Canada’s National Research Council (NRC) is working on a research venture to give rural Canadians better Internet access, known as High Throughput Secure Networks.
To help with its work, an Optical SatCom Consortium was officially formed in September 2019 among NRC and 14 other institutions, organizations and small-and-medium enterprises.
The program includes three main focuses to improve photonics, according to a Canadian Space Summit description:
- Better throughput (or ability to transfer large amounts of data) using technologies such as lasers, photodetectors and modulators;
- Radio-over-fibre technologies to distribute radio frequencies;
- Satellite communications, to create new and high-bandwidth photonic subsystems for low Earth orbit and geostationary orbit satellites. These technologies would be able to communicate between satellites, as well as between satellites and the ground.
“We are a country where there’s a lot of remote and rural regions where the telecom services are not as good as in the in the cities,” said Sylvain Raymond, a senior research officer at NRC, in a presentation at the summit in November. “The minister gave us the mandate to perform research to improve connectivity in rural and remote regions.”
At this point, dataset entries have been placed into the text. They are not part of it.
PR #3417, opened 2019-01-04
Recover x86 jit builder testing

mstoodle:
I recently discovered that many of our extended JitBuilder sample tests (which cannot be run safely on all platforms) are not being run on the x86 platforms where they can run safely. On top of that, one of the samples (OperandStackTests) was broken.

I also found that the JitBuilder API description for VirtualMachineOperandStack constructors was not quite right (and we probably didn't discover that because the tests weren't being run).

This PR includes a fix for the OperandStackTests failure, a fix for the API description, and the extended JitBuilder testing is enabled for X86 platforms so hopefully we won't end up in this state again.

Finally, I also fixed a couple more compiler warnings (one in the optimizer, which I *believe* is the last exposed warning in the entire optimizer, which is nice, and one of many more to be fixed in the code generator).

### DIFF
--- a/cmake/config.cmake
+++ b/cmake/config.cmake
@@ -62,6 +62,13 @@ endif()
 ## Do NOT force it since it is explicitly disabled on Windows for now.
 if(OMR_JITBUILDER)
 	set(OMR_JITBUILDER_TEST ON CACHE BOOL "")
+
+	## Enable additional JitBuilder tests if running on a supported platform
+        #  (which currently means 64-bit x86 platforms except for Windows)
+	if((OMR_HOST_ARCH STREQUAL "x86" AND NOT OMR_OS_WINDOWS) AND OMR_TEMP_DATA_SIZE STREQUAL "64")
+    		set(OMR_JITBUILDER_TEST_EXTENDED ON)
+	endif()
+
 else()
     # if JitBuilder isn't enabled, the tests can't be built
     set(OMR_JITBUILDER_TEST OFF CACHE BOOL "" FORCE)
--- a/compiler/optimizer/GlobalRegisterAllocator.cpp
+++ b/compiler/optimizer/GlobalRegisterAllocator.cpp
@@ -1433,7 +1433,7 @@ TR_GlobalRegisterAllocator::transformNode(
          // internal pointer must always be present on the stack.
          //
          //
-         if (!fpStore && !symRef->storeCanBeRemoved()
+         if ((!fpStore && !symRef->storeCanBeRemoved())
              || (comp()->getOption(TR_MimicInterpreterFrameShape) && comp()->getOption(TR_FSDGRA)))
             {
             gr->setValue(0);
@@ -3961,9 +3961,9 @@ TR_GlobalRegisterAllocator::markAutosUsedIn(
          }
 
       if (!canSkip &&
-          ((node->getOpCodeValue() == TR::iadd) || (node->getOpCodeValue() == TR::isub) ||
-           (node->getOpCodeValue() == TR::iand) || (node->getOpCodeValue() == TR::iloadi) || (node->getOpCodeValue() == TR::ixor)) ||
-          ((node->getOpCodeValue() == TR::iload) /* && !node->getSymbolReference()->getSymbol()->isAutoOrParm() */))
+          (((node->getOpCodeValue() == TR::iadd) || (node->getOpCodeValue() == TR::isub) ||
+            (node->getOpCodeValue() == TR::iand) || (node->getOpCodeValue() == TR::iloadi) || (node->getOpCodeValue() == TR::ixor)) ||
+           ((node->getOpCodeValue() == TR::iload) /* && !node->getSymbolReference()->getSymbol()->isAutoOrParm() */)))
          {
          TR::Node *storeNode = NULL;
          TR::Node *loadNode = NULL;
@@ -4290,9 +4290,7 @@ TR_GlobalRegisterAllocator::markAutosUsedIn(
       TR::CFG *cfg = comp()->getFlowGraph();
 
       TR::SymbolReference *symRef = node->getSymbolReference();
-      if ((symRef->getSymbol()->isAutoOrParm() ||
-           (0) && symRef->getSymbol()->getDataType() != TR::NoType)
-          && isSymRefAvailable(symRef, blocksInLoop))
+      if (symRef->getSymbol()->isAutoOrParm() && isSymRefAvailable(symRef, blocksInLoop))
          {
          TR_RegisterCandidate *rc = registerCandidates[symRef->getReferenceNumber()];
          if (!rc)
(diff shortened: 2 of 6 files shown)


mstoodle:
genie-omr build all

mstoodle:
Oh, almost forgot: credit to @Leonardo2718 for suggesting the cmake update to re-introduce the tests! Thanks, Leonardo!

jitbuilder/release/cpp/samples/OperandStackTests.cpp
```diff
@@ -585,7 +585,8 @@ OperandStackTestUsingStructMethod::OperandStackTestUsingStructMethod(OMR::JitBui
    : OperandStackTestMethod(d)
    {
    d->DefineStruct("Thread");
-   d->DefineField("Thread", "sp", d->PointerTo(d->PointerTo(STACKVALUEILTYPE)), offsetof(Thread, sp));
+   //d->DefineField("Thread", "sp", d->PointerTo(d->PointerTo(STACKVALUEILTYPE)), offsetof(Thread, sp));
```
charliegracie: Can you remove the commented out line?

cmake/config.cmake
```diff
@@ -62,6 +62,12 @@ endif()
 ## Do NOT force it since it is explicitly disabled on Windows for now.
 if(OMR_JITBUILDER)
 	set(OMR_JITBUILDER_TEST ON CACHE BOOL "")
+
+	## Enable additional JitBuilder tests if running on a supported platform
+	if(OMR_HOST_ARCH STREQUAL "x86" AND OMR_TEMP_DATA_SIZE STREQUAL "64")
+    		set(OMR_JITBUILDER_ADDITIONAL ON)
```
charliegracie: I am not sure this works on Windows

charliegracie: Also since we are making changes here could we change the name of this flag to something like OMR_JITBUILDER_TEST_EXTENDED or something similar so it is more clear that it is controlling tests and not JITBuilder features?

jitbuilder/release/cpp/samples/OperandStackTests.cpp
mstoodle: bah, yes of course....that was poor cleanup on my part :(

mstoodle:
@charliegracie @Leonardo2718 this one is ready for another look at

Leonardo2718:
There's a typo in the first commit message: `parmaeters` &rarr; `parmeters`.

charliegracie:
@genie-omr build all

compiler/optimizer/GlobalRegisterAllocator.cpp
```diff
@@ -3961,9 +3961,9 @@ TR_GlobalRegisterAllocator::markAutosUsedIn(
          }
 
       if (!canSkip &&
-          ((node->getOpCodeValue() == TR::iadd) || (node->getOpCodeValue() == TR::isub) ||
-           (node->getOpCodeValue() == TR::iand) || (node->getOpCodeValue() == TR::iloadi) || (node->getOpCodeValue() == TR::ixor)) ||
-          ((node->getOpCodeValue() == TR::iload) /* && !node->getSymbolReference()->getSymbol()->isAutoOrParm() */))
+          (((node->getOpCodeValue() == TR::iadd) || (node->getOpCodeValue() == TR::isub) ||
+            (node->getOpCodeValue() == TR::iand) || (node->getOpCodeValue() == TR::iloadi) || (node->getOpCodeValue() == TR::ixor)) ||
+           ((node->getOpCodeValue() == TR::iload) /* && !node->getSymbolReference()->getSymbol()->isAutoOrParm() */)))
```
Leonardo2718: If I'm matching these parentheses correctly, the new code is not equivalent to the old one because the `!canSkip &&` did not apply to the `(node->getOpCodeValue() == TR::iload)`. Looking through the rest of the code quickly, I _think_ the fix is correct. I'd like confirmation that the change was intentional, since the commit message says "These changes fix no bugs, just eliminate some warnings".

Leonardo2718:
@mstoodle ping?

compiler/optimizer/GlobalRegisterAllocator.cpp
mstoodle: it was intentional (I forgot about it when I updated the comment <blush>).

@andrewcraik @vijaysun would you please confirm that you agree with this change, please?

mstoodle:
I also fixed the typo in the first commit message

compiler/optimizer/GlobalRegisterAllocator.cpp
andrewcraik: It is not equivalent in that canSkip did not apply to TR::iload and yet canSkip is initialized to false and the entire if that could set it to true is off due to `0 &&`. From a functional perspective right now this should be fine. @vijaysun-omr may have better context to know if there is a potential problem, but it does look ok to me in the context.

Leonardo2718:
@genie-omr build all

compiler/optimizer/GlobalRegisterAllocator.cpp
mstoodle: ok, had a discussion with @andrewcraik and @vijaysun on this code change. It turns out the change is actually irrelevant due to other disabled code blocks (so `canSkip` is actually false for this if condition). There are other significant blocks of code in this function that have been effectively disabled in some distant past investigation and nobody knows of any plan to re-enable. Vijay has promised to take a gander through that code to see if he believes there is value in keeping any of it. If not, then I'll adapt my commit to just rip out the dead code to simplify the function, which should have the side benefit of also eliminating the warning :) .

vijaysun-omr: I think the main piece of sign extension code that I know was used (and still seems to be enabled) is at    

``` if (!enableNewSignExtGRA && /* !hasCatchBlock && */ node->getOpCode().isLoadVarDirect() && ```

The snippet of code under discussion here is from some prototype that was never enabled (I don't remember details now) but I think it's safe to delete the code for "enableNewSignExtGRA" being true in my opinion because it was never enabled and given that it's several years since we last touched this area of the codebase, I don't think it needs to clutter the codebase.

mstoodle:
removed the `enableNewSignExtGR` (which was quite therapeutic) and pushed. I was lazy (ok, really I pressed return too fast) and didn't build it first, so *possibly* the changes will break the build. Let's hold off on additional jenkins testing until the Travis build comes back successful.

Leonardo2718:
@mstoodle Looks like both Travis and AppVeyor builds completed. :slightly_smiling_face:

mstoodle:
rebased and pushed. hopefully this one is very close now

mstoodle:
@genie-omr build all

vijaysun-omr:
@mstoodle the cleanup of ```enableNewSignExtGRA=true``` code looks good. There appear to be some changes requested based on the reviews done. I will look at this again once those changes have been done.

mstoodle:
I believe those changes have now been completed. @Leonardo2718 would you please revisit to see if I got everything you pointed out?

PR #3419, opened 2019-01-05
Percolate on exhausted Concurrent Mark

amicic:
Introduce new Scavenge to Global GC percolate event/reason.

If Concurrent Mark work is exhausted and about to transition to final
STW phase, and at the same time Allocate in Nursery is depleted so that
Scavenge is triggered, skip doing the Scavenge and go straight to Global
GC. That Global would occur anyway immediately after the Scavenge and
since it will sweep Nursery, after which Allocation Failure will be
likely be satisfied, there is no point in doing the Scavenge before that
STW Global.

An example, as observed from verbose GC:
```
<af-start id="2154" threadId="0000000001D0A488"
totalBytesRequested="520" timestamp="2019-01-04T18:39:56.593"
intervalms="64.692" type="nursery" />   <<<<<<<<<<<<<< AF in Nursery
<percolate-collect id="2155" from="nursery" to="global"
reason="concurrent mark exhausted" timestamp="2019-01-04T18:39:56.593"/>
<gc-start id="2156" type="global" contextid="2151"
timestamp="2019-01-04T18:39:56.593">  <<<<<<<<<<<<<<<< percolating to
Global instead
  <mem-info id="2157" free="57489872" total="434503680" percent="13">
    <mem type="nursery" free="0" total="141295616" percent="0">
      <mem type="allocate" free="0" total="70647808" percent="0" />
<<<<<<<<<<< indeed depleted Nursery triggered Scavenge
      <mem type="survivor" free="0" total="70647808" percent="0" />
    </mem>
...
  </mem-info>
</gc-start>
....
<concurrent-halted id="2158" timestamp="2019-01-04T18:39:56.593">
  <halted state="Complete" status="exhausted" /> ++++ indeed Concurrent
Mark work was exhausted ++++++
  <traced bytesTarget="107803108" bytesTotal="129982220"
bytesByMutator="126991328" bytesByHelper="2990892" percent="120" />
  <cards cleaned="130" thresholdBytes="5688730" />
</concurrent-halted>
....
<cycle-end id="2166" type="global" contextid="2151"
timestamp="2019-01-04T18:39:56.621" />
<allocation-satisfied id="2167" threadId="0000000001D09B00"
bytesRequested="520" />
<af-end id="2168" timestamp="2019-01-04T18:39:56.621"
threadId="0000000001D0A488" success="true" from="nursery"/> <<<<<<<<<<
original AF (same thread, same size) indeed satisfied from Nursery
```


charliegracie:
@genie-omr build all

charliegracie:
I think this is a net win.  There may be an edge case where the scavenge may still be required directly following the global but I agree that in most cases the scavenge is not required.  This should improve STW times.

The best technology for broadband depends on where an individual is located, Raymond explained. In urban areas, cable is the most efficient. Rural regions are better served with fixed wireless, whereas extremely remote regions (such as Canada’s far north) can only be served by satellite. Satellites, however, are limited in the amount of bandwidth that can be delivered over conventional radio frequencies.
“There’s currently not a lot of hope unless we we invest billions and billions of dollars to connect all these villages with fibre, which is probably not feasible for them to to catch up with the cities, so we’re trying to address that problem in the program. And that’s the challenge that the government gave us,” Raymond said.
NRC was initially surprised by the request, since they do research in telecommunications but do not actually provide telecommunications services – such as the large Canadian integrators like Bell or Rogers. But the department gamely took it on, starting consultations in October 2018 and holding discussions with 114 organizations across Canada, Raymond explained.
“The vision we came up with is one gigabit per second for every user everywhere in Canada,” Raymond said, which far exceeds the guidelines set by the Canadian Radio-television and Telecommunications Commission (CRTC) that regulates telecommunications in Canada. (The current standard is 50 megabits download and 10 megabits upload.)
The goal is ambitious, Raymond said, but this allows for technology advancements in the next 10 to 15 years – such as with quantum computing, which should make data transfers more efficient while increasing security.
NRC has been given a seven-year mandate to accomplish this work, and has pledged to invest between $8 million and $10 million a year in support of it, Raymond added. This money includes $2.5 million annually to support partners through grants and contributions; some partnerships will also be in-kind.
“We can’t do this alone. The idea here is that we really have to create a coalition of people to tackle that challenge,” Raymond said, which is where the consortium comes in.
This work is a considerable challenge for satellite technology alone, noted Ryan Anderson, president of the Satellite Canada Innovation Network and a representative from the consortium. The consortium has the ability to apply for federal funds that the government is pouring into rural broadband access, unlike the NRC (which is a government research and technology organization). That was one of the reasons the consortium was formed.
“What we’re seeing now in the satcom [satellite communications] industry is a real spectrum crunch,” noted Anderson, saying the technology has been moving to more efficient bands of communication (from C band to Ku band to K band). The challenge is as one moves to higher frequencies, you need a stronger signal to “get through the rain”, he said.
One way to address the challenge would be to stay away from using a single broad beam that covers the entire country. Instead, providers should divide the spectrum into several different chunks, shrink the beams down and reuse them to get more reach using the same spectrum. “You can serve more customers at your target service levels, with the same amount of spectrum,” he explained.
Another thing working in favour of NRC’s work is the rise of large satellite constellations, such as SpaceX’s Starlink, which would allow for dozens, hundreds or thousands of satellites to work together to deliver broadband from low Earth orbit. This allows for more options than the traditional support of a few satellites delivering service from geostationary orbit, he said.
“I am absolutely confounded at how fast academia and industry was able to arrive at a suitable agreement and get this consortium started off,” Anderson added, “and that is due to the hard work of all the members and participants and NRC putting that all together.”